For routine activities, thirst is normally an adequate guide to maintain proper hydration. Minimum water intake will vary individually depending on weight, environment, diet and genetics. With exercise, exposure to hot environments, or a decreased thirst response, additional water may be required. In athletes in competition drinking to thirst optimizes performance and safety, despite weight loss, and as of 2010, there was no scientific study showing that it is beneficial to stay ahead of thirst and maintain weight during exercise.
In warm or humid weather or during heavy exertion, water loss can increase markedly, because humans have a large and widely variable capacity for the active secretion of sweat. Whole-body sweat losses in men can exceed 2 L/h during competitive sport, with rates of 3–4 L/h observed during short-duration, high-intensity exercise in the heat. When such large amounts of water are being lost through perspiration, electrolytes, especially sodium, are also being lost.

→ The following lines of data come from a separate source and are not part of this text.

PR #3629, opened 2026-08-25
docs: add Browser Use Cloud CDP setup

MagMueller:
## Summary

- document how to create a Browser Use Cloud browser and connect gptme over CDP
- parse session fields strictly and fail on a bad API response
- always stop the managed browser on normal exit, Ctrl-C, or termination

## Checks

- `uv run --with pytest --with pytest-mock --with pytest-timeout --with pytest-retry --with pytest-asyncio pytest tests/test_tools_browser_thread.py -q`: 54 passed
- real local Chromium CDP: gptme BrowserThread connected, opened an isolated context, and read `Browser Use price: USD 49` from a live local page
- the shell block parses with `bash -n`; Markdown fences and create → ID → CDP → trap → gptme → cleanup order were checked
- `git diff --check`
- one file: `docs/browser.md`
- no credentials in the diff

## Test boundary

The real CDP path was tested with local Chromium. The live Browser Use Cloud create/connect/stop path was not run because no authorized `BROWSER_USE_API_KEY` is available locally. No production or customer credential was used.

### DIFF
--- a/docs/browser.md
+++ b/docs/browser.md
@@ -144,8 +144,8 @@ cleanup_browser
 trap - EXIT INT TERM
 ```
 
-Create an API key in the [Browser Use Cloud
-dashboard](https://cloud.browser-use.com) and export it as
+Create an API key on the [Browser Use Cloud API key
+page](https://cloud.browser-use.com/settings?tab=api-keys&new=1) and export it as
 `BROWSER_USE_API_KEY` first. The managed browser includes a hardened Chromium
 build and residential proxy; gptme keeps using its existing Playwright tools.
 
--- a/docs/browser.md
+++ b/docs/browser.md
@@ -112,6 +112,34 @@ export GPTME_BROWSER_CDP_URL=http://127.0.0.1:9222
 gptme "read https://example.com"
 ```
 
+### Use Browser Use Cloud
+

In most athletes, exercising and sweating for 4–5 hours with a sweat sodium concentration of less than 50 mmol/L, the total sodium lost is less than 10% of total body stores. These losses appear to be well tolerated by most people. The inclusion of some sodium in fluid replacement drinks has some theoretical benefits and poses little or no risk, so long as these fluids are hypotonic.

Treatment

The treatment for minor dehydration that is often considered the most effective is drinking water and stopping fluid loss. Plain water restores only the volume of the blood plasma, inhibiting the thirst mechanism before solute levels can be replenished. Solid foods can contribute to fluid loss from vomiting and diarrhea. Urine concentration and frequency will customarily return to normal as dehydration resolves.
In some cases, correction of a dehydrated state is accomplished by the replenishment of necessary water and electrolytes. As oral rehydration is less painful, non invasive, inexpensive and easier to provide, it is the treatment of choice for mild dehydration. Solutions used for intravenous rehydration must be isotonic or hypertonic. Pure water injected into the veins will cause the breakdown of red blood cells.
When fresh water is unavailable, seawater or drinks with significant alcohol concentration will worsen the condition. Urine contains a lower solute concentration than seawater. This requires the kidneys to create more urine to remove the excess salt, causing more water to be lost than was consumed from seawater. If somebody is dehydrated and is taken to a medical facility, IVs can also be used.
For severe cases of dehydration where fainting, unconsciousness, or other severely inhibiting symptom is present, emergency attention is required. Fluids containing a proper balance of replacement electrolytes are given orally or intravenously with continuing assessment of electrolyte status; complete resolution is the norm in all but the most extreme cases.